* _Problem details_: From the records below, give the number of lines that contain the string "graphics", without any other text.

* _Stored items_:
PR #1791, opened 2023-04-13
Add missing operations for component

tarkah:
We're missing a couple mapped operations for component


hecrj (approved):
Whoops! Thanks. Will release a patch!

PR #1796, opened 2023-04-14
Add `scroll_to` operation

tarkah:
Supersedes #1795 

Exposes a new `scroll_to` operation to allow scrolling a scrollable to a desired "absolute" offset.

### DIFF
--- a/native/src/widget/operation/scrollable.rs
+++ b/native/src/widget/operation/scrollable.rs
@@ -64,15 +64,6 @@ pub fn scroll_to<T>(target: Id, offset: AbsoluteOffset) -> impl Operation<T> {
     ScrollTo { target, offset }
 }
 
-/// The current absolute & relative offset of a [`Scrollable`]
-#[derive(Debug, Clone, Copy, PartialEq, Default)]
-pub struct CurrentOffset {
-    /// The [`AbsoluteOffset`] of a [`Scrollable`]
-    pub absolute: AbsoluteOffset,
-    /// The [`RelativeOffset`] of a [`Scrollable`]
-    pub relative: RelativeOffset,
-}
-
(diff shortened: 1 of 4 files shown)


native/src/widget/operation/scrollable.rs
```diff
@@ -34,7 +37,52 @@ pub fn snap_to<T>(target: Id, offset: RelativeOffset) -> impl Operation<T> {
...
+}
+
+/// The current absolute & relative offset of a [`Scrollable`]
+#[derive(Debug, Clone, Copy, PartialEq, Default)]
+pub struct CurrentOffset {
+    /// The [`AbsoluteOffset`] of a [`Scrollable`]
+    pub absolute: AbsoluteOffset,
+    /// The [`RelativeOffset`] of a [`Scrollable`]
+    pub relative: RelativeOffset,
+}
```
hecrj, line 74: There's some redundancy here.

I think it'd be better to have a `Window` or `Viewport` type with the already existing private `Offset`, the content bounds, and the scrollable bounds.

Then we can expose `relative_offset` and `absolute_offset` methods in this type that compute the actual values from a single source of truth.

hecrj (changes requested):

native/src/widget/operation/scrollable.rs
tarkah: Great suggestion  6ad5e03d]

hecrj (approved):
Awesome!

I have made a change to compare the absolute offsets as well in `notify_on_scroll`, since it's theoretically possible that the relative offset stays the same but the absolute offset doesn't (e.g. if the bounds of the `Scrollable` change while scrolling). See 8a711408de26c53cf6b18045ea19c677e8edbd95.

I think we can merge! :ship:

PR #1797, opened 2023-04-14
Make mouse::Button::Other take u16 instead of u8

bbb651:
On wayland keys correspond to <input-event-codes.h>, and they are past the limit of u8, causing the
back and forward buttons to be 20 and 19 which definitely isn't right (they should all be around 0x110..=0x117).

This is a breaking change but will probably only affect apps on wayland relying on these wrong codes,
I also have [a winit pr that will also necessitate a breaking change to this enum](https://github.com/rust-windowing/winit/pull/2770),
maybe this should wait so both of these should be done at the same time.

### DIFF
--- a/core/src/mouse/button.rs
+++ b/core/src/mouse/button.rs
@@ -11,5 +11,5 @@ pub enum Button {
     Middle,
 
     /// Some other button.
-    Other(u8),
+    Other(u16),
 }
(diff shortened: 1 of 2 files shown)


i509VCB:
Technically for Wayland the `Other` variant would need to be a full u32.

hecrj (approved):
Thanks!

PR #1799, opened 2023-04-18
Invalidate responsive layout when shell layout is invalidated

tarkah:
`Responsive` layout was only being recomputed if `size` changed. This caused a panic if a downstream widget changed between `layout` calls of the same `view` / User Interface root element. This is technically possible with `Component` and panic's can be reliably recreated by nesting a `Component` inside a `Responsive` and returning totally different elements from it's `view` after processing updates.

### DIFF
--- a/lazy/src/responsive.rs
+++ b/lazy/src/responsive.rs
@@ -58,7 +58,7 @@ impl<'a, Message, Renderer> Content<'a, Message, Renderer>
 where
     Renderer: iced_native::Renderer,
 {
-    fn layout(&mut self, renderer: &Renderer) -> layout::Node {
+    fn layout(&mut self, renderer: &Renderer) {
         if self.layout.is_none() {
             self.layout =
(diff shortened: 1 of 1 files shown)


lazy/src/responsive.rs
```diff
@@ -191,10 +200,18 @@ where
...
                     clipboard,
-                    shell,
+                    &mut local_shell,
                 )
             },
-        )
+        );
+
+        if local_shell.is_layout_invalid() {
+            let _ = content.layout.take();
```
hecrj, line 209:
```suggestion
            content.layout = None;
```

hecrj (changes requested):

hecrj (approved):
Looks good! Thanks :bow: 

I made a small change that allows us to avoid cloning the `layout::Node` altogether in ecc1a4509ab25611397386c9f9c85fe7b269fda3.

PR #1803, opened 2023-04-20
Add env var to default to software renderer

ids1024:
This allows a user for whom wgpu initializes but doesn't work properly to switch to the software renderer without having to re-compile with different features.

This could be done in a more complicated way with a `;` separated list of renderer backends in the order to try them, but there's no need for that when there are only two options.

### DIFF
--- a/renderer/src/compositor.rs
+++ b/renderer/src/compositor.rs
@@ -1,3 +1,5 @@
+use std::env;
+
 use crate::core::Color;
 use crate::graphics::compositor::{Information, SurfaceError};
 use crate::graphics::{Error, Viewport};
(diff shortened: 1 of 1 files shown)


hecrj:
Thanks!

I have already introduced an `ICED_BACKEND` environment variable in the `incremental-rendering` branch that should land eventually. See https://github.com/iced-rs/iced/commit/42b2e9b007d49506c98d0242b8b061df3aa4228b.

ids1024:
Ah, I was just about to look at the implementation of incremental rendering, but didn't think to check if this was implemented there. Seems good.

PR #1811, opened 2023-04-26
Incremental rendering

hecrj:
This PR implements basic incremental rendering for the upcoming software renderer powered by `tiny-skia`.

Basically, we compare the graphical primitives of the last drawn frame with the current primitives and produce a list of rectangles representing the damaged regions of the frame. Then, this list is reduced by grouping rectangles in a certain distance threshold together. Finally, when drawing, we simply skip any primitive that does not intersect with any damaged region.

The following video shows the `tour` example but old primitives fade with time and the red rectangles are the grouped damage regions:

https://user-images.githubusercontent.com/518289/234604847-e9fc9c05-e7ca-4a4a-82c8-7b844bd3e6d3.mp4

The diffing logic of graphical primitives is generic enough and could be eventually reused in `iced_wgpu`.


tiny_skia/src/backend.rs
```diff
@@ -31,57 +34,127 @@ impl Backend {
 
             #[cfg(feature = "svg")]
             vector_pipeline: crate::vector::Pipeline::new(),
+
+            last_primitives: Vec::new(),
```
i509VCB, line 38: If a single Backend were able to be used multiple times (for multiple windows if that was intended) you would end up with a situation where the second window is fully redrawn because the primitives may be completely different on that other window.

ids1024:
https://github.com/rust-windowing/softbuffer/pull/99 now has APIs for buffer age and damage (where supported), so incremental rendering can be done with no-copy presentation. On some platforms, anyway.

On Wayland this uses double-buffering, so `age` can be `None`, `1`, or `2`, and you need to be able to update the parts of the surface that have changed in the past two frames. On MacOS currently there's a new buffer time so `age` is always `None`. (https://github.com/rust-windowing/softbuffer/pull/95 or https://github.com/rust-windowing/softbuffer/pull/96 would fix that). Other platforms currently use a single buffer so age is `None` or `1`.

For Wgpu, it looks like there's no API for damage or anything that exposes the buffer age, or a way to update only part of it? https://github.com/gfx-rs/wgpu/issues/2869 discusses damage, I don't see any mention of a feature like `EGL_EXT_buffer_age`.

hecrj:
@ids1024 Cool! It looks like all of those features are still being worked on. Let's wait a bit until everything settles!

PR #1814, opened 2023-04-27
Do not require `Copy` for text `StyleSheet::Style`

ids1024:
For most widgets, `Style` only requires `Default`. A few require `Clone`. Only this one requires `Copy`.

Some of the types in the default theme has a custom variant requiring `Box<dyn Trait>`, or `Rc<dyn Trait>` to provide `Clone`, but this isn't possible if `Copy` is required.

It would be good to also address the inconsistency of requiring `Clone` in some places and not others.

This removes `style/src/text.rs` which is unused in this branch and thus confusing. If there's a reason to keep it, that can be removed from the change.


style/src/theme.rs
```diff
@@ -980,7 +980,7 @@ impl scrollable::StyleSheet for Theme {
 }
 
 /// The style of text.
-#[derive(Clone, Copy, Default)]
+#[derive(Clone, Default)]
```
hecrj, line 983: No reason for this to not tbe `Copy` anymore.

hecrj (changes requested):

hecrj (approved):
Thanks!

The current styling system is something I'm still not completely convinced with. That's why some parts may be inconsistent. I'll do a once-over before the next release.

PR #1822, opened 2023-05-01
`text::Shaping` strategy selection

hecrj:
This PR introduces a new `Shaping` enum in the `text` module that allows users to control the shaping strategy used to lay out text.

The `Basic` strategy is considerably more efficient (specially in debug builds!) and works well for simple scripts (the use cases the library currently satisfies).

Because of this, `Basic` is the default strategy used in text-based widgets (except the `TextInput`). In other words, `Advanced` shaping must be explicitly enabled when necessary.


AustinMReppert:
As some one who knows nothing about fonts, I feel like this could result in some problems:
* Looks fine in dev/test, but user enters text requiring advanced shaping and app re-displays said text incorrectly
* App dev localizes their app's text and ships something that appears fine to them. 

I wonder if there is any room for warnings in debug mode to detect text that requires advanced shaping.

hecrj:
We will get there eventually.

Developers need to know what they are doing for now.

MoSal:
Would making the default `cfg`-able with a `default_advanced_shaping` feature be a bad idea?

Also, wouldn't it be better if the enum was marked as `#[non_exhaustive]`, with the assumption that `Auto` or some other shaping impl/strategy may get implemented in the future?

pomoke:
Simply make advanced shaping default, and this is how a lot of GUI frameworks work. i18n will heavily depend on fallback and shaping.

hecrj:
Eventually, maybe.

Issue #1810, opened 2023-04-23
Application freezes when hidden using wayland


sevenautumns:
### Is there an existing issue for this?

- [X] I have searched the existing issues.

### Is this issue related to iced?

- [X] My hardware is compatible and my graphics drivers are up-to-date.

### What happened?

Under Hyprland (wayland), hidden windows are not drawn. This probably stalls the rendering and makes iced applications unusable as the applications update function is not called until the rendering finished. This happens with `glow` and `wgpu`. The provided log is from `wgpu` after the window was hidden. As it can be seen, "Presented. End of Frame" does not appear when the window is hidden.

### What is the expected behavior?

The applications stays usable because the `update` function is still regularly called with new message. 

### Version

master

### Operative System

Linux

### Do you have any log output?

```shell
DEBUG wgpu_core::present             > Presented. End of Frame
 DEBUG wgpu_core::device              > Buffer (161, 1, Vulkan) map state -> Waiting
 DEBUG wgpu_core::device              > Buffer (13, 1, Vulkan) map state -> Waiting
 DEBUG wgpu_core::device              > texture view (2, 291, Vulkan) is dropped
 DEBUG wgpu_core::device              > Create view for texture (1, 583, Vulkan) filters usages to COLOR_TARGET
 DEBUG iced_wgpu::backend             > Drawing
 DEBUG wgpu_core::device              > Buffer (159, 1, Vulkan) map state -> Idle
 DEBUG wgpu_core::device              > Buffer (156, 1, Vulkan) map state -> Idle
 DEBUG wgpu_core::device::life        > Texture view Valid((2, 291, Vulkan)) will be destroyed
 DEBUG wgpu_core::device::life        > Buffer Valid((161, 1, Vulkan)) map state -> Active
 DEBUG wgpu_core::device::life        > Buffer Valid((13, 1, Vulkan)) map state -> Active
 DEBUG wgpu_core::present             > Removing swapchain texture Valid((1, 583, Vulkan)) from the device tracker
```

ids1024:
Mesa's Wayland EGL implementation blocks on a `frame` callback in `eglSwapBuffers` if `eglSwapInterval` is set to `1` (basically, if vsync is enabled). The Vulkan WSI implementation should be similar. The frame callback isn't sent to occluded windows.

See https://gitlab.freedesktop.org/mesa/mesa/-/issues/4932 for some discussion about software behavior this has impacted.

[...]

PR #1823, opened 2023-05-02
Allow user defined renderer::Settings

sevenautumns:
This PR adds a `renderer` field to the `Settings` struct for overriding `renderer::Settings`.

When this field is used, `renderer::Settings` other than what is already defined in the `Settings` struct (e.g. text size, anti-aliasing, ..) are used.

This helps with #1810 because wpgu `display_mode` can be overwritten.

### DIFF
--- a/src/application.rs
+++ b/src/application.rs
@@ -203,7 +203,9 @@ pub trait Application: Sized {
             } else {
                 None
             },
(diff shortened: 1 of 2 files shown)


hecrj:
We should avoid exposing internal details of the renderers in the root crate.

PR #1828, opened 2023-05-04
Support configurable `LineHeight` in text widgets

hecrj:
This PR adds a new configurable `line_height` attribute to text widgets, replacing the previous hardcoded value (`1.2`).

Line height can be set using the new `LineHeight` enum, which has `Relative(f32)` and `Absolute(Pixels)` variants.


core/src/text.rs
```diff
@@ -56,6 +60,59 @@ pub enum Shaping {
...
 
+/// The height of a line of text in a paragraph.
+#[derive(Debug, Clone, Copy, PartialEq)]
+pub enum LineHeight {
+    /// A factor of the size of the text.
+    Relative(f32),
+
+    /// An absolute height in logical pixels.
+    Absolute(Pixels),
+}
```
clarkmoody, line 71: 👌

clarkmoody (approved):
Great change. No red flags from a quick inspection.

PR #1838, opened 2023-05-09
Add Widget related base iterator functions 

my4ng:
This PR adds base functions that take iterators rather than slices as arguments to the following functions related to `Widget`:
- `layout::flex::resolve`
- `overlay::from_children`
- `widget::tree::diff_children`

Currently, these functions are unnecessarily restrictive in the sense that they only take slice references, as most non-vector/array data structures in a widget field would be expensive to convert to, e.g. `HashMap`, multiple vectors, optional fields, etc. (One such example can be found in my [table widget fork](https://github.com/my4ng/iced/tree/table-widget) where the widget contains an optional header and vector content rows fields.) Furthermore, these functions do **not** utilise any special property of a slice apart from the `len` method, since _most_ of the implementations are iterator-based anyway.

Therefore, the following base functions take a more general approach with iterator arguments while keeping the original versions as wrappers to avoid any breaking changes, for example:
```rust
pub fn from_children<'a, Message, Renderer>(
    children: &'a mut [crate::Element<'_, Message, Renderer>],
    tree: &'a mut Tree,
    layout: Layout<'_>,
    renderer: &Renderer,
) -> Option<Element<'a, Message, Renderer>>
where
    Renderer: crate::Renderer,
{...}
```
Becomes
```rust
pub fn from_children<'a, Message, Renderer>(
    children: &'a mut [crate::Element<'_, Message, Renderer>],
    tree: &'a mut Tree,
    layout: Layout<'_>,
    renderer: &Renderer,
) -> Option<Element<'a, Message, Renderer>>
where
    Renderer: crate::Renderer,
{
    from_children_iter(children.iter_mut(), tree, layout, renderer)
}

pub fn from_children_iter<'a: 'b, 'b, Message: 'b, Renderer: 'b>(
    children: impl IntoIterator<
        Item = &'b mut (impl std::borrow::BorrowMut<
            dyn crate::Widget<Message, Renderer> + 'a,
        > + 'b),
    >,
    tree: &'b mut Tree,
    layout: Layout<'_>,
    renderer: &Renderer,
) -> Option<Element<'b, Message, Renderer>>
where
    Renderer: crate::Renderer,
{...}
```
In order to facilitate this, further `Borrow` and `BorrowMut` trait implementations are added to `Element`, e.g. :
```rust
impl<'a, Message, Renderer> BorrowMut<dyn Widget<Message, Renderer> + 'a>
    for Element<'a, Message, Renderer>
{
    fn borrow_mut(&mut self) -> &mut (dyn Widget<Message, Renderer> + 'a) {
        self.widget.borrow_mut()
    }
}
```
In places where the length is required, a `*_len` argument is supplied instead. 

Currently, the base functions have a `pub(crate)` visibility modifier, so they are not exposed to outside the crate, but of course that can easily be the subject of any further changes. 

---

EDIT: I have changed the visibility modifiers to `pub` given 'official' custom widgets may be implemented outside the crate, e.g. in `iced_aw`. I have also added documentations to distinguish them from their original counterparts by emphasising the `IntoIterator` type of their argument.

### DIFF
--- a/native/src/element.rs
+++ b/native/src/element.rs
@@ -10,7 +10,7 @@ use crate::{
 };
 
 use std::any::Any;
-use std::borrow::Borrow;
+use std::borrow::{Borrow, BorrowMut};
 
 /// A generic [`Widget`].
 ///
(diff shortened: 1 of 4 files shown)


hecrj:
As we discussed on Discord, I believe these changes introduce a bunch of complexity and generics in the type signatures of these functions.

I'd like to understand better the use cases we are tackling here. Optional widget contents are already possible ([see `pane_grid::Content` and it's optional `TitleBar`](https://github.com/iced-rs/iced/blob/f6966268bb6d58b4b03ba61fc5732e1bf016e2a1/widget/src/pane_grid/content.rs#L20)). Has that approach been attempted?

Once we have a set of specific use cases, then we will be able to better evaluate the complexity introduced here. Let's wait until then!

PR #3372, opened 2026-06-24
Implement `From<()>` for `Element`

airstrike:
`()` is sometimes more ergonomic than `None` for producing an empty `Element`. `None.into()` requires a type annotation because the compiler *cannot infer type of the type parameter `T` declared on the enum `Option`*, while `().into()` just works.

* _Written reply_: 3